Edizione speciale fuori commercio Federico Motta Editore per Banca Esperia.

(I Grandi Libri d'Arte).

Nel 2010 ricorrono i cinquecento anni della morte di Giorgione, che avvenne nell'ottobre del 1510. Questa è una delle pochissime notizie certe del maestro: di lui non esiste una firma, una scritta autografa su una carta d'archivio. Se non vi fossero due documenti ufficiali relativi a una sua pittura del 1507 già in Palazzo Ducale a Venezia perduta e agli affreschi eseguiti nel 1508 per il Fondaco dei Tedeschi (di cui resta un lacerto con una Nuda alla Ca' d'Oro), Giorgione potrebbe anche non esser mai esistito. Alcuni suoi dipinti, tra cui la Tempesta, vengono menzionati vent'anni dopo la sua morte in un quaderno del nobile veneto Marcantonio Michiel, che li aveva visti nelle case di alcuni collezionisti veneziani. Nel 1550 Giorgio Vasari - che lo indica come uno dei responsabili dell'avvio della "maniera moderna" nella pittura italiana - cerca di tracciarne un profilo biografico e artistico, che però viene in gran parte a modificare, e talora a contraddire, nella seconda edizione delle Vite del 1568. Da lì Giorgione entra nel "mito", e tra XVII e XX secolo centinaia di studiosi cercheranno di inseguirne le tracce, ognuno con una sua idea quasi sempre diversa dalle altre.

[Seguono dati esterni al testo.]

PR #86, opened 2020-12-03
#175634775 allow admin to approve vendor information

tobieeniafe:
#### What does this PR do?
Allow admin to approve vendor information

Allow admin to approve vendor information

`PUT /api/v1/user/vendor/verify`
`PUT /api/v1/user/vendor/verify/comment`
`PUT /api/v1/user/vendor/verify/step`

Poche opere sicuramente di Giorgione sono giunte fino a noi e però risultano la chiave per capire la svolta epocale che si realizza nella pittura veneziana del primo Cinquecento: quella svolta che poi il suo allievo e seguace Tiziano portò a rivoluzionarie conseguenze nell'arco della sua lunghissima carriera. Giorgione, in poco più di un decennio di attività, introdusse una nuova concezione della pittura: più intima, psicologica, ambigua, spesso ermetica.
Questa monografia intende evidenziare ciò che di Giorgione si può dire e ciò che non si può dire, sullo sfondo di una Venezia straordinariamente luminosa, dove le presenze di artisti come Bellini, Lotto, Carpaccio e tanti altri meno noti si incrociano con i protagonisti di una società viva e colta, una metropoli di elaborazione culturale che proprio negli ultimi tempi della vita di Giorgione conobbe il momento di massima crisi della sua storia, prima della caduta del 1797. (T-CA)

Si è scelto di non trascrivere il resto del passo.